* WORK TASK *
Among the records below, find each line bearing the word "remote" and copy it.

* EXTRACTED DATA *
* * * * *

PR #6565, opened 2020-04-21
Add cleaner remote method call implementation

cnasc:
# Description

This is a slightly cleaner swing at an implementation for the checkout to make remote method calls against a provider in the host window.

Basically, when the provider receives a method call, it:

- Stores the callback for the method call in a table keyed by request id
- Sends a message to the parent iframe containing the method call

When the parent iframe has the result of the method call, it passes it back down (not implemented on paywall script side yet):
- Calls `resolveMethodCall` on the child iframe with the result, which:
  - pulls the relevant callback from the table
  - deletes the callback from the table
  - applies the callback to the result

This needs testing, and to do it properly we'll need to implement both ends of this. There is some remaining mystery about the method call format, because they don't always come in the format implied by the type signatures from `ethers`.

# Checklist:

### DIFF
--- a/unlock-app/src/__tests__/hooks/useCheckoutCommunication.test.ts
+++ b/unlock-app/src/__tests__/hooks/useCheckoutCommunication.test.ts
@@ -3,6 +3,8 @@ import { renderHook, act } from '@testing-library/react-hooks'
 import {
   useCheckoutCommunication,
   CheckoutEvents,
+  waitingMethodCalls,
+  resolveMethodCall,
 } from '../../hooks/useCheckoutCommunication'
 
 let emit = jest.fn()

* * * * *

* REPLY TO THE EXERCISE *
Add cleaner remote method call implementation
This is a slightly cleaner swing at an implementation for the checkout to make remote method calls against a provider in the host window.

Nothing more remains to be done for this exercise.